[Collected data entries]

::::::::::

PR #5262, opened 2026-08-03
fix(model): stop building a DeepSeek query norm HF does not define

### LINKED ISSUE #5261: [bug] DeepSeek MLA with q_lora_rank=null builds a trainable Q-norm the HF architecture does not define
> Edited: earlier revisions of this issue misdiagnosed the parameter and its consequence. The text below is the verified account. Evidence gathered against `main` @ 573e088c9 with the pinned MCore submodule (`3rdparty/Megatron-LM` @ 6513e3e23).

### Problem

For a DeepSeek checkpoint with `q_lora_rank: null`, Bridge builds one parameter per layer that has no counterpart in the HF model:

```
decoder.layers.*.self_attention.linear_q_proj.layer_norm_weight
```

It cannot be loaded, because there is nothing to load it from. Dumping the converted model shows it sitting at its initialization while every neighbouring norm took its value from the checkpoint (norm weights in the source were randomized to `uniform(0.5, 1.5)` so that "loaded" and "left at init" are distinguishable):

```
input_layernorm.weight                              requires_grad=True  min=0.5000 max=1.5000
self_attention.linear_q_proj.layer_norm_weight      requires_grad=True  min=1.0000 max=1.0000
self_attention.linear_kv_up_proj.layer_norm_weight  requires_grad=True  min=0.5625 max=1.4219
mlp.linear_fc1.layer_norm_weight                    requires_grad=True  min=0.5000 max=1.4922
```

`requires_grad=True`. It participates in training.

That is the bug. A converted model should be the model, and this one has an extra per-layer normalization with its own learnable gain that the source architecture does not have.

### Why it happens

When `q_lora_rank is None`, MCore builds a single `linear_q_proj` rather than the query LoRA pair. With `qk_layernorm=True` — which `deepseek_v2_bridge.py:53` and `deepseek_v3_bridge.py:62` set unconditionally — MCore fuses the **Q normalization** into that projection:

```
[TE] q_lora_rank=None -> linear_q_proj=TELayerNormColumnParallelLinear, linear_q_up_proj=IdentityOp
[TE] q_lora_rank=1536 -> linear_q_proj=IdentityOp,                      linear_q_up_proj=TELayerNormColumnParallelLinear
```

(from calling `QKNormConfigResolver(config, submodules).resolve()` directly)

Both lines are the same role in the same resolver, `mla_qk_norm_config.py::_resolve_mla_qk_layernorm`; this repo maps the second to `self_attn.q_a_layernorm.weight` (`models/deepseek/common.py:57`). MCore's local-backend error message names it outright: *"Please use a fused norm+linear for `linear_q_proj` if you intend to have a Q-norm."*

HF defines no such norm. In `modeling_deepseek_v3.py:384-389`, `q_lora_rank is None` builds only `q_proj`, with nothing on the query path.

### Consequences

- **Training runs against the wrong architecture.** The optimizer has a degree of freedom the source model does not have, and the remaining weights co-adapt to it.
- **Export silently discards it.** The parameter has no mapping, so `stream_weights_megatron_to_hf` skips it with a warning. The exported checkpoint is therefore not the model that was trained, and the loss is not confined to that tensor — the weights that adapted around it are still there.
- **Loading crashes**, on the `None` conversion-task slot the missing mapping produces, with an `AttributeError` that names no parameter.

Inference immediately after conversion is *not* affected: with the Q-norm still at its initialization, two tiny `DeepseekV3ForCausalLM` checkpoints differing only in `q_lora_rank` both pass the repo parity gate at TP=1.

| variant | next token | cosine |
|---|---|---|
| `q_lora_rank=64` (control) | match | 0.999930 |
| `q_lora_rank=None` | match | 0.999903 |

That is a statement about conversion, not about training. (Method note: a first attempt at this comparison was invalid — HF `RMSNorm` weights initialize to ones, which makes a redundant normalization idempotent and undetectable. The numbers above are from checkpoints whose norm weights were randomized first. These are also 2-layer randomly-initialized toys and do not speak to drift across a deep trained stack.)

### Why the obvious fixes do not work

Three routes to not building the parameter are closed in this MCore:

1. **`qk_layernorm=False`** also removes the KV norm, and `kv_a_layernorm` exists in every DeepSeek checkpoint:
   ```
   qk_layernorm=True    q_lora_rank=None -> q_proj=TELayerNormColumnParallelLinear, kv_up=TELayerNormColumnParallelLinear
   qk_layernorm=False   q_lora_rank=None -> q_proj=TEColumnParallelLinear,          kv_up=TEColumnParallelLinear
   ```
   `common.py:40` maps `linear_kv_up_proj.layer_norm_weight` to a real HF weight, so turning the flag off trades a phantom parameter for a missing real one. The unconditional `qk_layernorm=True` is the better of the two.
2. **A custom spec with a fused KV projection while QK norm is disabled** is rejected by `_reject_disabled_norm`.
3. **A custom spec with an explicitly non-fused `linear_q_proj`** is overridden back to the fused class by `_mla_fused_linear_or_default` (`mla_qk_norm_config.py:234-238`).

`qk_layernorm` cannot express "KV norm yes, Q norm no", and the spec data is overridden on the way through. What does compose is the resolver call itself: `MLASelfAttention._resolve_qk_norm_config` is an ordinary overridable method returning a plain dict, so a subclass can keep the KV norm and substitute a non-fused `linear_q_proj`. That needs no Megatron-LM change, which matters because upstream `main` is byte-identical to the pinned submodule here — bumping MCore would not help.

### Expected behavior

The parameter should not be created. #5262 does this in the bridge, via the subclass hook above, and also stops the unmapped parameter from crashing the load.

Two follow-ups remain out of scope there:

- **Upstream.** MLA would be cleaner if `qk_layernorm` decoupled Q and KV, or if MCore did not fuse a Q norm into `linear_q_proj` when there is no query LoRA. Then the bridges could derive the flag from the HF config instead of hardcoding it, and the subclass could be dropped.
- **Existing checkpoints.** Anything already trained in Bridge under this configuration contains the extra parameter; loading those into the corrected model is not handled.

### Affected models

Both go through `models/deepseek/common.py`, so both bridges are affected:

| Model | Bridge | Layers | `input_layernorm` keys | `q_proj` keys | `q_a_proj` / `q_a_layernorm` |
|---|---|---|---|---|---|
| `deepseek-ai/DeepSeek-V2-Lite` | `deepseek_v2_bridge` | 27 | 27 | 27 | 0 / 0 |
| `kakaocorp/kanana-2-30b-a3b-thinking` | `deepseek_v3_bridge` | 48 | 48 | 48 | 0 / 0 |

Counts from each repo's `model.safetensors.index.json`. DeepSeek-V2 236B and DeepSeek-V3 both set `q_lora_rank`, so the headline models never exercise this path.

(`deepseek-ai/DeepSeek-V2-Lite` could not be used for the runs above: its `trust_remote_code` modeling file calls `DynamicCache.from_legacy_cache`, which no longer exists in the `transformers` version this repo pins.)

### Minimal repro

```shell
# Spec level, no GPU required.
python - <<'PY'
from types import SimpleNamespace
from megatron.core.models.gpt.gpt_layer_specs import get_gpt_layer_with_transformer_engine_spec
from megatron.core.transformer.mla_qk_norm_config import QKNormConfigResolver

spec = get_gpt_layer_with_transformer_engine_spec(
    num_experts=8, moe_grouped_gemm=False, qk_layernorm=True, multi_latent_attention=True
)
sub = spec.submodules.self_attention.submodules
for q_lora_rank in (None, 1536):
    cfg = SimpleNamespace(
        q_lora_rank=q_lora_rank, qk_layernorm=True, qk_l2_norm=False,
        multi_latent_attention=True, experimental_attention_variant=None,
        normalization="RMSNorm", transformer_impl="transformer_engine",
    )
    r = QKNormConfigResolver(cfg, sub).resolve()
    print(q_lora_rank, "->", r["linear_q_proj"].__name__, r["linear_q_up_proj"].__name__)
PY
```

End to end, building either affected model and calling `load_hf_weights` emits one warning per layer and then raises `AttributeError: 'NoneType' object has no attribute 'megatron_module'`.

### Affected area

area:model

### Regression?

No

### Environment

Branch / commit: `main` @ 573e088c9, MCore submodule @ 6513e3e23

bzantium:
# What does this PR do ?

Fixes #5261

Stop building a per-layer query normalization that the HF DeepSeek architecture does not define, and stop the resulting unmapped parameter from crashing the weight load.

# Bug and root cause

MCore derives Q and KV normalization from a single `qk_layernorm` flag. DeepSeek needs it enabled for `kv_a_layernorm`, which every checkpoint ships, so both bridges set `provider.qk_layernorm = True` unconditionally.

When `q_lora_rank is None` there is no query LoRA, and that same flag makes MCore fuse a **query** normalization into `linear_q_proj` instead:

```
[TE] q_lora_rank=None -> linear_q_proj=TELayerNormColumnParallelLinear, linear_q_up_proj=IdentityOp
[TE] q_lora_rank=1536 -> linear_q_proj=IdentityOp,                      linear_q_up_proj=TELayerNormColumnParallelLinear
```

Both lines come from the same resolver, `mla_qk_norm_config.py::_resolve_mla_qk_layernorm`, and this repo maps the second to `self_attn.q_a_layernorm.weight` (`models/deepseek/common.py:57`). HF defines no query-side norm when there is no query LoRA — `modeling_deepseek_v3.py:384-389` builds a bare `q_proj` — so nothing can be loaded into the first.

Dumping the converted model showed the parameter sitting at its init while every neighbouring norm took its checkpoint value (source norms randomized to `uniform(0.5, 1.5)` to tell the two apart):

```
input_layernorm.weight                              requires_grad=True  min=0.5000 max=1.5000
self_attention.linear_q_proj.layer_norm_weight      requires_grad=True  min=1.0000 max=1.0000
self_attention.linear_kv_up_proj.layer_norm_weight  requires_grad=True  min=0.5625 max=1.4219
mlp.linear_fc1.layer_norm_weight                    requires_grad=True  min=0.5000 max=1.4922
```

`requires_grad=True`, so training optimized a degree of freedom the source model does not have, and export dropped it silently. On top of that the missing mapping produced a `None` conversion-task slot, which the load path dereferenced.

# Changelog

- Add `MLASelfAttentionWithoutQueryNorm`, which keeps the KV norm and drops the query norm when `q_lora_rank is None`, plus `get_deepseek_decoder_block_spec` to install it.
- Point both DeepSeek bridges at that spec builder instead of `get_gpt_decoder_block_spec`.
- Mirror `get_gpt_decoder_block_spec` parameter for parameter, including `vp_stage` and `pp_rank`. `GPTModelProvider.provide()` inspects the callable's signature and only forwards `vp_stage` when it is declared, so omitting it routed interleaved pipeline parallelism into the layer-offset helper without a virtual stage.
- Share the attention substitution as `replace_mla_self_attention` and add a `mtp_layer_spec_transform` provider field, so a standalone MTP stage applies it on the fallback path where `mtp_block_spec` re-derives the layer spec from MCore.
- Require Transformer Engine when there is no query LoRA, with a message that names the setting at fault instead of surfacing an MCore internal error.
- Raise on a Megatron parameter with no mapping at all, naming the parameter, instead of warning and continuing.
- Add unit tests for each of the above, and a `q_lora_rank=None` state-dict round trip in the DeepSeek functional group. The existing toy fixture uses `q_lora_rank=512`, which is the unaffected control, so nothing in the suite reached the changed branch.

## Scope of the `None` task slot

`build_conversion_tasks` has two producers of a `None` slot, and they are not the same
condition. A Megatron parameter with no registry entry is a wrong model: the parameter
stays at its initial value on import and is dropped on export. That now raises by name and
points at `_HCAlphaSecondaryMapping` as the way to declare a deliberate no-op.

The second producer is an HF checkpoint that does not carry a weight the mapping names. It
is benign and pre-existing, so the consumer-side skips stay. Removing them would turn a
missing optional weight into a crash in shared conversion code for every model family.

## Backend support

The local backend cannot express this architecture, and could not before this PR.
`_resolve_mla_qk_layernorm` builds `linear_q_proj` from the backend's fused norm+linear
implementation whenever `q_lora_rank is None`, and `LocalSpecProvider` has none, so
`_require_linear` raises. Keeping the query norm instead trips `_raise_unused_q_norm`. Both
branches are closed, and DeepSeek needs `qk_layernorm` on for `kv_a_layernorm`.

Reproducing MCore's resolver inside the bridge to work around this would fork logic that
belongs upstream, so the bridge fails early with an explicit Transformer Engine
requirement.

`qk_layernorm=False` is not an alternative: it also removes `linear_kv_up_proj.layer_norm_weight`, which `common.py:40` maps to a real HF weight. Two spec-level workarounds are closed as well — `_reject_disabled_norm` rejects a fused KV projection while QK norm is disabled, and `_mla_fused_linear_or_default` overrides an explicitly non-fused `linear_q_proj` back to the fused class. Overriding `_resolve_qk_norm_config` on the attention module is the one hook that composes, and it needs no Megatron-LM change (upstream `main` is byte-identical to the pinned submodule here).

# Validation

Model construction, TP=1, tiny `DeepseekV3ForCausalLM` checkpoints:

| checkpoint | `linear_q_proj` norm | `linear_kv_up_proj` norm | MTP params | MTP `q_proj` norm |
|---|---|---|---|---|
| `q_lora_rank=None` | **0** (was 2) | 2 | – | – |
| `q_lora_rank=64` (control) | 0 | 2 | – | – |
| `q_lora_rank=None`, MTP=1 | **0** | 3 | 22 | **0** |

No `No mapping found for megatron_param` warnings remain. The MTP row above is the shared-stage layout, where `mtp_block_spec` reuses the corrected decoder spec. A standalone MTP stage owns no decoder layers and re-derives its spec straight from MCore, which is why the substitution is also registered as `mtp_layer_spec_transform` rather than relying on the shared spec.

Logit parity, `compare_hf_and_megatron/compare.py`, TP=1:

| variant | next token | cosine |
|---|---|---|
| `q_lora_rank=64` (control) | match | 0.999930 |
| `q_lora_rank=None`, before this PR | match | 0.999903 |
| `q_lora_rank=None`, after this PR | match | 0.999909 |

Removing the parameter does not move inference. The defect was never an inference-time divergence — it was a phantom trainable parameter — and an earlier revision of #5261 that claimed otherwise has been corrected.

Conversion-loop regression, against the parent commit:

```text
python -m pytest tests/unit_tests/models/test_model_bridge.py -q -k skips_unmapped_task_slots
```

- Before: `AttributeError: 'NoneType' object has no attribute 'megatron_module'` and `... 'param_weight'`, 2 failed.
- After: 2 passed.

Unit tests:

```text
python -m pytest tests/unit_tests/models/deepseek/ tests/unit_tests/models/test_model_bridge.py -q
94 passed
```

Run against the Megatron-Core commit pinned by this branch, not the submodule checkout,
so the QK-norm resolver under discussion is the one exercised.

The whole of `tests/unit_tests/models/` was run on this branch and on the parent commit in
the same environment, to check that raising on an unmapped parameter does not disturb other
model families:

| | failed | passed | skipped | errors |
|---|---|---|---|---|
| parent `bd25f3ed3` | 66 | 2800 | 36 | 206 |
| this branch | 66 | 2809 | 36 | 206 |

Same failures and errors, nine more passes, which are the tests added here. The pre-existing
failures are environment-related and unrelated to this change.

State-dict round trip, one GPU:

```text
python -m pytest tests/functional_tests/test_groups/models/deepseek/test_deepseek_conversion.py -k round_trip -q
1 passed
```

HF has `q_proj.weight` and `kv_a_layernorm.weight` and no query LoRA. Megatron has
`linear_q_proj.weight` and `linear_kv_up_proj.layer_norm_weight` and no
`linear_q_proj.layer_norm_weight`. Every original weight survives HF to Megatron to HF
bit-exactly, and no `q_a_proj` or `q_a_layernorm` key is invented. The structural
expectations come from the HF architecture, not from the conversion registry.

Coverage note: the unit tests reach the resolver and both affected bridges, but no test loads a real affected checkpoint. `kakaocorp/kanana-2-30b-a3b-thinking` is too large for the 2-GPU functional budget, and `deepseek-ai/DeepSeek-V2-Lite` cannot be loaded at all under the pinned `transformers` — its `trust_remote_code` modeling file calls `DynamicCache.from_legacy_cache`, which no longer exists. The model-construction and parity evidence above therefore comes from tiny `DeepseekV3ForCausalLM` checkpoints built to the same shape (`q_proj` present, `q_a_proj` / `q_a_layernorm` absent) rather than from CI. The round trip is now committed as `TestDeepSeekWithoutQueryLoRA` on a generated toy checkpoint, so the changed branch has end-to-end coverage even though no real affected checkpoint fits the budget.

Static checks: `ruff check src tests` passed, `ruff format --check` clean on changed files, `git diff --check` passed.

Environment caveat: these runs used a CUDA 12.9 / A100 container built from `uv.lock`, not the CI `megatron-bridge` image — `nvidia-resiliency-ext` publishes glibc 2.39 wheels only (this host is glibc 2.35), the CUDA source-build extras do not compile here, and Transformer Engine had to be built from the pinned commit with `NVTE_WITH_NCCL_EP=0` for `sm80`. `gradient_accumulation_fusion` was disabled for the parity runs because APEX is absent; it selects the weight-gradient kernel and does not affect the forward pass. The toy checkpoints are 2-layer and randomly initialized, so they do not speak to drift across a deep trained stack. CI on the real image remains the authoritative run.

# Scope

- No public API, CLI, config, dependency, lockfile, workflow, or MCore changes.
- Model construction changes only for MLA with `q_lora_rank is None`; the `q_lora_rank` path resolves identically to before.
- Conversion behaviour changes for one condition: a Megatron parameter with no registry entry now raises by name instead of warning and continuing. `_HCAlphaSecondaryMapping` in `deepseek_v4_bridge.py` is the existing way to declare a deliberate no-op. The separate `No mapping found for global_name` warning that `test_fp8_param_export.py` asserts is a different site and is untouched, as are the consumer-side skips for a weight the HF checkpoint does not carry.
- Checkpoints trained before this change still contain the extra parameter; loading them into the corrected model is not addressed here.

# GitHub Actions CI

**Pre checks**:

# Additional Information

- Fixes #5261


src/megatron/bridge/models/deepseek/attention.py
```diff
@@ -0,0 +1,66 @@
...
+    def _resolve_qk_norm_config(self, submodules):
+        """Replace the fused query projection with a plain one when there is no query LoRA."""
+        layer_classes = super()._resolve_qk_norm_config(submodules)
+        if self.config.q_lora_rank is None:
+            backend = get_backend(self.config.transformer_impl)
+            layer_classes["linear_q_proj"] = backend.column_parallel_linear()
+        return layer_classes
+
+
+def get_deepseek_decoder_block_spec(config, *, use_transformer_engine: bool) -> ModuleSpec:
```
yaoyu-33: [P1] Preserve the virtual-pipeline arguments in this wrapper

This is not a drop-in replacement for `get_gpt_decoder_block_spec`: the MCore builder also accepts `vp_stage` and `pp_rank`. `GPTModelProvider.provide()` checks the callable signature and only forwards `vp_stage` when that parameter is present. Because this wrapper omits it, interleaved PP calls the pinned MCore `get_transformer_layer_offset(..., vp_stage=None)`, which asserts that `vp_stage` must be supplied when `virtual_pipeline_model_parallel_size` is set. Please preserve and forward `vp_stage`/`pp_rank` (and preferably the full builder contract), and add a focused test that builds distinct virtual stages or at least verifies their layer slices.

src/megatron/bridge/models/conversion/model_bridge.py
```diff
@@ -1194,6 +1194,13 @@ def load_weights_hf_to_megatron(
 
         _hf_import_cache: Dict[str, torch.Tensor] = {}
         for task in self._with_progress_tracking(hf_to_megatron_tasks, description):
+            # build_conversion_tasks returns List[None | WeightConversionTask]; a slot stays None
+            # when no mapping matched that global parameter, which is expected whenever the
+            # Megatron model owns a parameter the HF architecture has no counterpart for. It
+            # already warned by name, so skip instead of raising an AttributeError that names
+            # nothing.
+            if task is None:
```
yaoyu-33: [P1] Do not silently skip an unmapped real parameter

Here `None` is not the existing “parameter lives on another PP rank” task (that has a real task with `megatron_module=None`); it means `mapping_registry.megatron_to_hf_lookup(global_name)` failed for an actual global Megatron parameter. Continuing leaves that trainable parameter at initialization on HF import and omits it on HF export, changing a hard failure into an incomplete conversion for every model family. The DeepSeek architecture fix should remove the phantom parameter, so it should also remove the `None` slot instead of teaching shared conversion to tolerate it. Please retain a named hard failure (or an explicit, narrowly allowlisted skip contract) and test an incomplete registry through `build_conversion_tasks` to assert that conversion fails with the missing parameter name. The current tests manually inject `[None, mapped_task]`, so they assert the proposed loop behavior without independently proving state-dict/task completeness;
PR #5250, opened 2026-08-02
chore(deps): AUT-1290 bump MCore main and validate dev

svcnemo-autobot:
## Background

Advance Bridge to MCore main while validating the same payload against MCore dev in #5251.

## What changed

- Merge current Bridge `main` into the shared compatibility payload.
- Apply dual-compatible checkpoint, distillation, and FSDP handling.
- Pin immutable dependency sources and independently refresh the main lock.

## Details

```mermaid
flowchart LR
  U[Bridge main] --> C[Compatibility 8b94495f]
  C --> M[Main lane]
  C --> D[Dev validation]
  M --> L[Only landing PR]
```

Both lanes carry `8b94495f94db86bb2e228313a2e3521540dff458`. Only this PR may merge after both lanes pass; #5251 must never merge.

## Tested

Exact lane deltas, signed DCO history, gitlinks, independent revision-2 locks, and immutable git sources verified. Independent convergence review passed. Corrected lane image build is running.

PR #5278, opened 2026-08-03
fix(fsdp): support MCore FullyShardedDataParallel factory in isinstance checks

cuichenx:
# What does this PR do ?

Restore Megatron-Bridge compatibility with newer Megatron-Core, where `mcore_fsdp_adapter.FullyShardedDataParallel` became a **factory function** (dispatching to V1/V2) instead of a class. Passing that symbol into `isinstance()` now raises `TypeError: isinstance() arg 2 must be a type, a tuple of types, or a union`, which fails **every** mbridge-in-mcore CI run (both unit and functional suites) through `unwrap_model`.

Root cause landed in Megatron-Core via NVIDIA/Megatron-LM#5865 ("Add MFSDP v2 MCore integration with FullyShardedOptimizer"). The factory's own docstring states: *"Use the explicit V1 or V2 implementation classes for type checks."*

# Changelog

- `models/conversion/utils.py` (`unwrap_model`): build the `isinstance` tuple from the concrete FSDP wrapper **classes** — `FullyShardedDataParallelV1`/`V2` when present, or the legacy `FullyShardedDataParallel` class on older Core — via `getattr` + `isinstance(cls, type)` filtering. The factory function is excluded automatically (it is not a type). This unblocks all failing CI jobs, which route through here (e.g. `model_bridge.py:load_weights_hf_to_megatron → unwrap_model`).
- `training/train.py`: fix the latent sibling call site (`isinstance(model_chunk, megatron_FSDP)`, manual FSDP buffer registration) by moving its import to the same `try FullyShardedDataParallelV1 except FullyShardedDataParallel` guard already established in `training/setup.py`.

# GitHub Actions CI

See the CI section in the Contributing doc.

**Pre checks**:

- [ ] Did you write any new necessary tests? — existing unit + functional coverage (`test_train.py::TestFSDPRegistration`, conversion tests) already exercises `unwrap_model`; this restores them to green.
- [ ] Did you add or update any necessary documentation? — n/a
- [x] Does the PR affect components that are optional to install? — the newer-vs-older Core symbols are handled with import guards / `getattr` fallbacks.

# Additional Information

- Verified against the four failing mcore CI runs (PRs #6166, #6201, #6177, and the scheduled `main` run) — all share this single root cause.
- Follow-up (out of scope): `train.py` and `setup.py` type-check only against V1 (`megatron_FSDP`). If Core's factory ever dispatches `FullyShardedDataParallelV2` instances at runtime, those two sites would miss them. Consider a shared helper mirroring the `unwrap_model` tuple so all three sites stay aligned.

### DIFF
--- a/src/megatron/bridge/models/conversion/utils.py
+++ b/src/megatron/bridge/models/conversion/utils.py
@@ -46,13 +46,24 @@ def unwrap_model(model, module_instances=None):
     if module_instances is None:
         from megatron.core.distributed import DistributedDataParallel as DDP
         from megatron.core.distributed import TorchFullyShardedDataParallel as torch_FSDP
-        from megatron.core.distributed.fsdp.mcore_fsdp_adapter import (
-            FullyShardedDataParallel as megatron_FSDP,
-        )
+        from megatron.core.distributed.fsdp import mcore_fsdp_adapter
         from megatron.core.distributed.fsdp.src.megatron_fsdp.megatron_fsdp import MegatronFSDP
         from megatron.core.transformer.module import Float16Module
 
-        module_instances = (DDP, torch_FSDP, megatron_FSDP, Float16Module, MegatronFSDP)
+        # ``FullyShardedDataParallel`` is a class in older Megatron-Core but a factory function
+        # dispatching to V1/V2 in newer versions, so gather only the concrete wrapper *classes*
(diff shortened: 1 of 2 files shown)


cuichenx:
duplicate of https://github.com/NVIDIA-NeMo/Megatron-Bridge/pull/5250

::::::::::

Instructions to follow -> Copy out each line of the entries where the word "Removing" is found.

Response area ->
is benign and pre-existing, so the consumer-side skips stay. Removing them would turn a
Removing the parameter does not move inference. The defect was never an inference-time divergence — it was a phantom trainable parameter — and an earlier revision of #5261 that claimed otherwise has been corrected.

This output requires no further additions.